他暗暗一嘆,緩下語氣,與她說:「我深以為當初是將你當做棋子,才迫使你留在魔宮。」
「許久我才後知後覺,你並非棋子,而我原本也不屑利用什麼棋子來威脅玄天。」
「你是玄天的徒孫,所以你有你的立場。但對我而言,一旦我認清自己的感情,你便不再是玄天的徒孫,我們也不是什麼仙魔對立的關係,你只是我一心想要得到的人。」
說罷,他站起身,將衣裳穿好,垂眸看著坐在身前的嬌小身影。
他從沒真正的抱過她,只抱過她的魂魄,也不知將她整個擁入懷中的感覺是不是柔軟又溫暖?
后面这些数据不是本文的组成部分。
PR #725, opened 2016-07-04
[5.1] OGM-982 - Upgrade to ORM 5.1

gunnarmorling:
Should be good to go now. I re-use the existing ORM 5.1.1-SNAPSHOT module ZIP now, so no need for the further "skinny module" approach. We only need to upgrade to 5.1.1.Final once out.

PR #726, opened 2016-07-11
OGM-982 Update to ORM 5.1.1

DavideD:
https://hibernate.atlassian.net/browse/OGM-982
This should add the missing bits to  https://github.com/hibernate/hibernate-ogm/pull/725

### DIFF
--- a/core/src/main/java/org/hibernate/ogm/boot/model/naming/impl/OgmImplicitNamingStrategy.java
+++ b/core/src/main/java/org/hibernate/ogm/boot/model/naming/impl/OgmImplicitNamingStrategy.java
@@ -6,8 +6,6 @@
  */
 package org.hibernate.ogm.boot.model.naming.impl;
 
-import java.util.regex.Pattern;
-
 import org.hibernate.boot.model.naming.ImplicitNamingStrategy;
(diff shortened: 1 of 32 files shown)


core/src/main/java/org/hibernate/ogm/boot/model/naming/impl/OgmImplicitNamingStrategy.java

終是按捺住衝動,他說:「你對我究竟有沒有感情,你心裡應該清楚。如若沒有,我不再逼你。如若有,我希望你大膽一些,不要猶豫太久。將來你可是整個魔族的帝後,該果斷時萬不可遲疑。」
原本是略顯霸道的勸說,聽在初意耳中,竟像是擲地有聲的誓言。
她終於抬頭,他已走向窗台,月光將他的身影拉得越來越長,直至影子抵達她腳下,將她的影子覆蓋。
在這瞬間,他們似乎融為一體。
「十辰的話,全是騙我的?」她終於問出埋藏心底許久的話。
九夜清聞言一愣,搖搖頭:「不全是。」
「比如呢?」她鼓起勇氣追問:「哪些不是?」
他想了想,腦中飛快的憶起一件又一件事,最終道:「與你成婚那日,便是當真有過成婚的念頭。」
直到他離開許久,初意耳畔仍不斷迴響最後那兩句話。
忽覺臉頰發熱,她兩手捧著雙頰,不一會兒的工夫,就開始發燙。
「本來相安無事、再無糾葛,你偏偏跑來說這些!」初意將臉埋入掌間,嘟噥道:「這個魔頭...…真是害人!」
***
之後幾日,九夜清再沒出現。
初意忙著率玄門和鬼差一同抓捕剩餘的鬼族,也沒在意這事。
不久,鬼族出沒的蹤跡日漸減少,他們夜裡休息的時間也多起來。
每每深夜獨處時,初意會不由自主看向窗外,隱隱期盼什麼,又因那裡的空蕩蕩而失落。
這夜,閻王派鬼差與初意轉達消息,說:「雞頭山附近發現吃人的妖獸,情況不明。」
由於鬼差需繼續尋找殘留凡間的鬼族,又忙於勾魂,脫不開身去應付妖獸。這事本該上報天庭派地仙處理,恰好初意他們在附近修行,便請她幫忙。
伏妖除邪也是玄門的修行。
次日,初意將此事告知玄門弟子,眾人一同趕赴雞頭山。
*
抵達雞頭山,幾人分頭尋找,直至翌日太陽東升,也沒看見妖獸的蹤跡。
眾人於山坳集合,個個疲憊的坐在地上歇息。
有玄門弟子提議:「雞頭山的山崖有不少溫泉,要不先去解解乏。」
胡崍聽聞有溫泉,兩眼驟亮,眼巴巴的看向初意。